Action militaire : l’armée dispose de véhicules neufs, de stocks de carburants et les consignes sont strictes. Si la totalité du pays n’est pas encore quadrillée, d’importantes zones sont quasi hors de portée d’une quelconque intervention d’AQMI.
L’armée mauritanienne, accusée par AQMI d’être un «suppôt de l’Occident», quitte son territoire pour attaquer les bandes terroristes de l’émir Mokhtar Belmokhtar qui opère à la frontière algéro-mauritanienne.
Action du Point-Afrique dans l’Adrar mauritanien :
A l’automne dernier, après consultation du Premier Ministre mauritanien, nous avons pu engager - en concertation avec les autorités chargées de la sécurité - une formation de tous les guides de l’Adrar, qui ont été équipés de balises Argos.
La configuration géographique de l’Adrar mauritanien a été soigneusement étudiée. Seuls cinq passages permettraient de sortir de la zone en cas de prise d’otages. Les procédures d’intervention rapide de la gendarmerie permettent de faire échouer toute tentative d’enlèvement. Et la population locale, à l’inverse des pays voisins, coopère avec les autorités et assure une veille sur la circulation de tout étranger.
Ref. : maur-6246
Le premier soir, alors que l’immense Raïma dressée pour accueillir tout ce monde à Wadane, résiste au vent, Maurice Freund discute avec les différents Tour-Opérateurs présents.
L’un d’eux : - Nous on est des T.O., le développement local est une conséquence de notre activité touristique, tandis que pour le Point-Afrique et d’autres associations, l’objet c’est le développement, et le tourisme un moyen pour y parvenir.
Maurice Freund : - pour moi, l’entreprise c’est pas la finalité, l’entreprise c’est l’outil. Point-Afrique, est une coopérative de voyageurs, on s’inscrit dans l’économie sociale. En fin d’année, quand il y a les bénéfices - et on en a fait des bénéfices, parce qu’on est partis de rien -, on les reverse à la coopérative. En l’espace de quinze ans, on a fait des fonds propres à hauteur de dix millions d’euros, c’est énorme. On vient de les bouffer complétement ces trois dernières années parce que j’ai maintenu l’activité, j’ai maintenu les vols, même sur Atar ! J’ai volé avec trente personnes dans l’avion ! Je n’ai arrêté qu’en janvier 2011, c’est tout récent. On prend des risques financiers énormes.
C’est aussi une histoire d’hommes, en Mauritanie, j’avais sympathisé avec Mohamed Salek Ould Heyyine, le patron de la SNIM, un homme remarquable.

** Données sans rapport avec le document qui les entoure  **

PR #168, opened 2022-01-02
Experimental browser support

dyedgreen:
Support for using `deno-sqlite` in web-browsers, backed by indexedDB


dyedgreen:
This currently doesn’t work in Chrome. I think to properly support all browsers, we need to do the compilation + instantiation async.

This will need some special-casing (init compile, to use with instantiate VS init compile + instantiate + grab instance if ready).

README.md
```diff
@@ -76,6 +76,24 @@ this module seems to no longer be actively maintained.
   SQLite can't acquire file locks or memory map files (e.g. this module does not
   support WAL mode)
 
+## Browser Version (Experimental)
+
+There is **experimental** support for web browser support. You can generate a
```
dyedgreen, line 81: Ugh 😑

browser/mod.ts
```diff
@@ -0,0 +1,42 @@
...
+import { compile } from "../build/sqlite.js";
+
+export { SqliteError } from "../src/error.ts";
+export { Status } from "../src/constants.ts";
+
+/**
+ * It is a bug to use the other functions before the
+ * promise returned by this resolves.
+ */
+export async function init(): Promise<void> {
```
dyedgreen, line 12: This is idenpotent; no need to expose it!

browser/vfs.js
```diff
@@ -0,0 +1,206 @@
...
+    const request = store.get(fileName);
+    request.onsuccess = () => resolve(request.result);
+    request.onerror = () => reject(request.error);
+  });
+  if (file != null && !LOADED_FILES.has(fileName)) {
+    const buffer = new Buffer(file.data);
+    LOADED_FILES.set(fileName, buffer);
+    return buffer;
+  } else {
+    return null;
```
dyedgreen, line 98: Return buffer if already loaded as well!

build/hack/bundle.js
```diff
@@ -29,15 +30,32 @@ function decode(base64) {
...
+export async function compile() {
+  moduleOrInstance.module = await WebAssembly.compile(decode(wasm));
+}
+
+export async function instantiateBrowser() {
   const placeholder = { exports: null };
-  const instance = new WebAssembly.Instance(module, env(placeholder));
+  const instance = await WebAssembly.instantiate(moduleOrInstance.module, env(placeholder));
   placeholder.exports = instance.exports;
-  instance.exports.seed_rng(Date.now());
```
dyedgreen, line 39: We should seed the RNG here as well.

PR #176, opened 2022-02-18
feat: add build support for Windows via MinGW

kyuzu:


build/Makefile
```diff
@@ -6,16 +6,22 @@ OUT_WA = "sqlite.wasm"
 OUT_BN = "sqlite.js"
 OUT_TY = "sqlite.d.ts"
 
+HOST_OS = linux
```
dyedgreen, line 9: Can we move this down to be with the if statement 😅

dyedgreen:
This looks really neat! One thing before we merge this: since I don’t have a windows machine myself to test this, could we [run CI tests on windows](https://docs.github.com/en/actions/using-github-hosted-runners/customizing-github-hosted-runners) as well?

build/Makefile
kyuzu: You mean like the following?
```mk
ifeq ($(OS),Windows_NT)
    # ...
endif

ifeq ($(shell uname),Linux)
    # ...
endif

ifeq ($(shell uname),Darwin)
    # ...
endif
```

kyuzu:
@dyedgreen Sure thing. But, we need WASI SDK [v14](https://github.com/WebAssembly/wasi-sdk/releases/tag/wasi-sdk-14) in order for this to work. The current version, v11, produces some error related to `libstc++-6` during compilation. The problem is with `clang` itself and not the code.

dyedgreen:
I’m happy to upgrade to the latest compiler if it doesn’t break anything on linux/mac 😅

kyuzu:
Alright, I'll work on the CI tomorrow since I'm quite busy today.

dyedgreen:
I think we probably want to use a [build matrix](https://docs.github.com/en/actions/using-jobs/using-a-build-matrix-for-your-jobs). Then we can just maintain one set of steps to run on Linux/Mac/Windows 😅

kyuzu:
Should be fixed now.\

dyedgreen:
I’ll have a looo over this tomorrow, but looks good so far! 😅

kyuzu:
Any updates?
@dyedgreen

.github/workflows/tests.yml
```diff
@@ -4,36 +4,69 @@ on: [push, pull_request]
...
+      run: |
+        export DENO_INSTALL="$USERPROFILE/.deno"
+        export PATH="$DENO_INSTALL/bin:$PATH"
+        cd build
+        make setup amalgamation release
+
     - name: Set Timezone to Non-UTC
-      run: sudo timedatectl set-timezone America/New_York
-    - name: Generate Test Database
+      uses: zcong1993/setup-timezone@master
```
dyedgreen, line 51: This doesn't work for non linux runners (also, I don't think we should pull in a dependency, just do do an if-statement 😅)

We can do something like:
```yaml
- name: Set Non UTC Timezone (Linux)
  if: runner.os == 'Linux'
  run: sudo timedatectl set-timezone America/New_York
- name: Set Non UTC Timezone (Mac)
  if: runner.os == 'macOS'
  run: sudo systemsetup -settimezone America/New_York
- name: Set Non UTC Timezone (Windows)
  if: runner.os == 'Windows'
  run: tzutil /s "Central America Standard Time"
```
(Not 100% sure about the windows one, but let's run it and see)

.github/workflows/tests.yml
```diff
@@ -4,36 +4,69 @@ on: [push, pull_request]
 
 jobs:
   test:
-    runs-on: ubuntu-latest
+    runs-on: ${{ matrix.os }}
+    strategy:
+      matrix:
+        os: [windows-latest, ubuntu-latest, macOS-latest]
+        deno-version: [1.19, 1.17, 1.15]
```
dyedgreen, line 11: Can we do instead
```suggestion
        deno-version: [v1.x, canary]
```

.github/workflows/tests.yml
```diff
@@ -4,36 +4,69 @@ on: [push, pull_request]
...
+        make setup amalgamation release
+
     - name: Set Timezone to Non-UTC
-      run: sudo timedatectl set-timezone America/New_York
-    - name: Generate Test Database
+      uses: zcong1993/setup-timezone@master
+      with:
+        timezon: America/New_York
+
+    - name: Generate test DB
```
dyedgreen, line 55:
```suggestion
    - name: Generate Test Database
```

.github/workflows/tests.yml
```diff
@@ -4,36 +4,69 @@ on: [push, pull_request]
...
+
+    - name: Setup MinGW environment
+      if: ${{ matrix.os == 'windows-latest' }}
+      uses: msys2/setup-msys2@v2
+      with:
+        msystem: MINGW64
+        update: true
+        install: git gcc make mingw-w64-x86_64-cc
+
+    - name: Build SQLite (Windows)
```
dyedgreen, line 41: We don't need this step to be separate from the linux build, since `setup-deno` sets up the path for us.

So can delete the `export DENO_INSTALL`/`export PATH` statements from the command, delete the windows specific version, and move the `Setup MinGW Environment` step before the build step.

.github/workflows/tests.yml
```diff
@@ -4,36 +4,69 @@ on: [push, pull_request]
...
       id: build
+      if: ${{ matrix.os != 'windows-latest' }}
       run: |
         export DENO_INSTALL="/home/runner/.deno"
         export PATH="$DENO_INSTALL/bin:$PATH"
-        sudo apt-get -y install --no-install-recommends tclsh gcc brotli
         cd build
         make setup amalgamation release
+
+    - name: Setup MinGW environment
```
dyedgreen, line 33:
```suggestion
    - name: Setup MinGW Environment
```

build/Makefile
```diff
@@ -9,13 +9,27 @@ OUT_TY = "sqlite.d.ts"
...
 
+ifeq ($(shell uname),Darwin)
+	HOST_OS = macos
+endif
+
+ifeq ($(shell uname),Linux)
+	HOST_OS = linux
+endif
+
+# Check if HOST_OS is not set
```
dyedgreen, line 24: This is pretty obvious without a comment 😅 
```suggestion
```

build/Makefile
```diff
@@ -100,7 +114,6 @@ amalgamation:
 
 dlsqlite:
 	curl "$(SQLITE_DLD)" -o "sqlite_dl.zip"
-	sed -n '/sqlite_dl.zip/p' ".checksums" | shasum -c -
```
dyedgreen, line 103: Don't delete the checksum check please

build/Makefile
```diff
@@ -109,10 +122,10 @@ dlsqlite:
 
 dlwasi:
 	curl -L "$(WASI_DLD)" -o "$(WASI_TAR)"
-	sed -n '/${WASI_TAR}/p' ".checksums" | shasum -c -
+	# sed -n '/${WASI_TAR}/p' ".checksums" | shasum -c -
```
dyedgreen, line 125: Same as above. Can you update the checksums for the different versions of the sdks, instead of deleting the check.

dyedgreen (changes requested):
Sorry for the delay, had a pretty busy week.

Except for a few minor comments, this is looking really good! 😊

Il me parlait de ce qui lui tenait vraiment à cœur, de ces populations qui se vident dans ces oasis, et je lui ai dit, et bien, moi j’ai une solution : on peut faire du tourisme, parce qu’on avait fait l’opération sur Gao. C’est comme ça que le tourisme s’est développé ici en Mauritanie. Au départ, je ne voulais pas du tout faire du tourisme, mon idée c‘était : comment développer une région en apportant un avion, en désenclavant, et en s’appuyant sur une activité touristique ?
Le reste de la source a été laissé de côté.